##### Statistics for Big Data For Dummies

For a dataset that consists of observations taken at different points in time (that is, time series data), it's important to determine whether or not the observations are correlated with each other. This is because many techniques for modeling time series data are based on the assumption that the data is uncorrelated with each other (independent).

One graphical technique you can use to see whether the data is uncorrelated with each other is the autocorrelation function. The autocorrelation function shows the correlation between observations in a time series with different lags. For example, the correlation between observations with lag 1 refers to the correlation between each individual observation and its previous value.

This figure shows the autocorrelation function for ExxonMobil's daily returns in 2013.

Autocorrelation function of daily returns to ExxonMobil stock in 2013.

Each "spike" in the autocorrelation function represents the correlation between observations with a given lag.

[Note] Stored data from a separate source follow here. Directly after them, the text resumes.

PR #1508, opened 2016-08-15
Implement logarithm function to the base two.

takagi:
This PR implements logarithm to the base two, `log2`, function. It might be used to compute negative log-likelihood values in bits.


takagi:
I will add an issue to test the functions for FP16 and FP64.

takagi:
There are following options how to give base of logarithm function:
- accept base as an optional parameter as `math.log`
- provide functions for specific bases as `numpy.log`, `numpy.log2` and `numpy.log10`

Here I choose the latter respect to numpy. If we need arbitrary bases, we can convert a base easily with formula. We are also able to add the former spec later when we would actually need it.

bkvogel:
Your #1519 also seems to include the log2 of this PR. Should that PR replace this one?

bkvogel:
LGTM!

PR #1519, opened 2016-08-18
Implement logarithm function to the base ten, common logarithm.

takagi:
This PR implements logarithm to the base ten, `log10`, function. Rel #1508 .

Now it has only tests for FP32, tests for FP16 and FP64 would be added as another issue.

It also has a bit boring test code with repeated lines, I think of providing abstraction for lifting basic numpy/cupy functions to Chainer functions later. I would be another issue.


takagi:
I've added tests for FP16 and FP64.

bkvogel:
This looks good, but I see that your #1508 also has log2. Do you intend this PR to replace that one?

takagi:
No, it looks so is because log10 branch branches off log2 branch and this PR is compared to master, so the commit list includes log2 branch's commits as well as log10 branch's. Please leave them as they are, merging log2 branch makes all clear.

bkvogel:
I see. Thanks for the clarification.

bkvogel:
LGTM!

takagi:
Thanks!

The autocorrelation with lag 0 always equals 1, because this represents the correlations of the observations with themselves.

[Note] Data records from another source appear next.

PR #1528, opened 2016-08-19
Replace zerograd(s) with cleargrad(s)

gwtnb:
`Variable.zerograd` requires allocated memory and fills with zero, but [these operations are not necessary](https://github.com/pfnet/chainer/blob/v1.13.0/chainer/variable.py#L375).

TODOs:
- ~~write tests~~
- write docs (I will send another PR for docs)

### DIFF
--- a/chainer/link.py
+++ b/chainer/link.py
@@ -357,6 +357,16 @@ class Link(object):
         for name in self._params:
             dst[name].copydata(src[name])
 
+    def cleargrads(self):
+        """Clears all gradient arrays.
+
+        This method should be called before the backward computation at every
+        iteration of the optimization.
+
+        """
+        for param in self.params():
+            param.cleargrad()
+
     def zerograds(self):
         """Initializes all gradient arrays by zero.
 
--- a/chainer/link.py
+++ b/chainer/link.py
@@ -370,8 +370,8 @@ class Link(object):
     def zerograds(self):
         """Initializes all gradient arrays by zero.
 
-        This method should be called before the backward computation at every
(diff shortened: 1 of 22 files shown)


chainer/optimizer.py
```diff
@@ -384,8 +384,12 @@ def update(self, lossfun=None, *args, **kwds):
 
         """
         if lossfun is not None:
+            use_cleargrads = kwds.pop('use_cleargrads', False)
```
beam2d: I think it has no problem, but strictly speaking it breaks the compatibility. How do you think about adding a flag to the optimizer object itself?

chainer/link.py
```diff
@@ -357,6 +357,16 @@ def copyparams(self, link):
         for name in self._params:
             dst[name].copydata(src[name])
 
+    def cleargrads(self):
+        """Clears all gradient arrays.
+
+        This method should be called before the backward computation at every
+        iteration of the optimization.
```
beam2d: The note is almost same as that of zerograds, so users may be confused. Would you update the docstring of zerograds? I think new users should use cleargrads in most cases.

beam2d:
LGTM except above comments

chainer/optimizer.py
gwtnb: If the name `use_cleargrads` is already used, this PR breaks backward compatibility. I think it is too pessimistic to consider such case.

beam2d: OK, I agree.

beam2d:
LGTM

On the graph, the dashed lines represent the lower and upper limits of a confidence interval. If a spike rises above the upper limit of the confidence interval or falls below the lower limit of the confidence interval, that shows that the correlation for that lag isn't 0. This is evidence against the independence of the elements in a dataset.

In this case, there is only one statistically significant spike (at lag 8). This spike shows that the ExxonMobil returns may be independent. A more formal statistical test would show whether that is true or not.